*Activity:* An exact, complete copy of the entries is what is needed.

[Opening The records section]

PR #54, opened 2022-07-22
UID variant benchmarks and some minor cleanup.

LBeernaertProton:


benchmarks/gluon_bench/benchmarks/parallel_seqset.go
```diff
@@ -45,23 +45,43 @@ func NewParallelSeqSetRandom(count uint32, numWorkers uint, generateIntervals, r
...
-				index := rand.Uint32() % (count - r)
-				tmp := available[index]
-				available[index] = available[count-r-1]
-				seqSet := &imap.SeqSet{}
-				seqSet.AddNum(tmp)
-				list = append(list, seqSet)
+			if generateIntervals {
+				const maxIntervalRange = uint32(40)
+				for len(available) > 0 {
+					intervalRange := rand.Uint32() % maxIntervalRange
```
xmichelo, line 57: `rand.Int()` or `rand.Int31n()` instead of modulo.

jameshoulahan (approved):

benchmarks/gluon_bench/benchmarks/parallel_seqset.go
jameshoulahan: `maxIntervalRange` is `40` here, so `rand.Uint32() % maxIntervalRange` returns a `uint32` in range `[0, 40)`.

We could equivalently do `uint32(rand.Intn(40))` here but imo the way @LBeernaertProton did it is fine.

xmichelo: `rand() %` is a bad habit, but if you're OK, I'm fine.

PR #56, opened 2022-08-03
Expunge Benchmark

LBeernaertProton:


benchmarks/gluon_bench/benchmarks/expunge.go
```diff
@@ -0,0 +1,163 @@
...
+			*flags.UIDMode)
+
+		if err != nil {
+			return err
+		}
+
+		e.seqSets = seqSets
+		for i := uint(0); i < *flags.ParallelClients; i++ {
+			e.mailboxes = append(e.mailboxes, *flags.Mailbox)
+		}
```
jameshoulahan, line 78:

[Closing The records section]

*Expected output:*
PR #54, opened 2022-07-22
UID variant benchmarks and some minor cleanup.

LBeernaertProton:


benchmarks/gluon_bench/benchmarks/parallel_seqset.go
```diff
@@ -45,23 +45,43 @@ func NewParallelSeqSetRandom(count uint32, numWorkers uint, generateIntervals, r
...
-				index := rand.Uint32() % (count - r)
-				tmp := available[index]
-				available[index] = available[count-r-1]
-				seqSet := &imap.SeqSet{}
-				seqSet.AddNum(tmp)
-				list = append(list, seqSet)
+			if generateIntervals {
+				const maxIntervalRange = uint32(40)
+				for len(available) > 0 {
+					intervalRange := rand.Uint32() % maxIntervalRange
```
xmichelo, line 57: `rand.Int()` or `rand.Int31n()` instead of modulo.

jameshoulahan (approved):

benchmarks/gluon_bench/benchmarks/parallel_seqset.go
jameshoulahan: `maxIntervalRange` is `40` here, so `rand.Uint32() % maxIntervalRange` returns a `uint32` in range `[0, 40)`.

We could equivalently do `uint32(rand.Intn(40))` here but imo the way @LBeernaertProton did it is fine.

xmichelo: `rand() %` is a bad habit, but if you're OK, I'm fine.

PR #56, opened 2022-08-03
Expunge Benchmark

LBeernaertProton:


benchmarks/gluon_bench/benchmarks/expunge.go
```diff
@@ -0,0 +1,163 @@
...
+			*flags.UIDMode)
+
+		if err != nil {
+			return err
+		}
+
+		e.seqSets = seqSets
+		for i := uint(0); i < *flags.ParallelClients; i++ {
+			e.mailboxes = append(e.mailboxes, *flags.Mailbox)
+		}
```
jameshoulahan, line 78:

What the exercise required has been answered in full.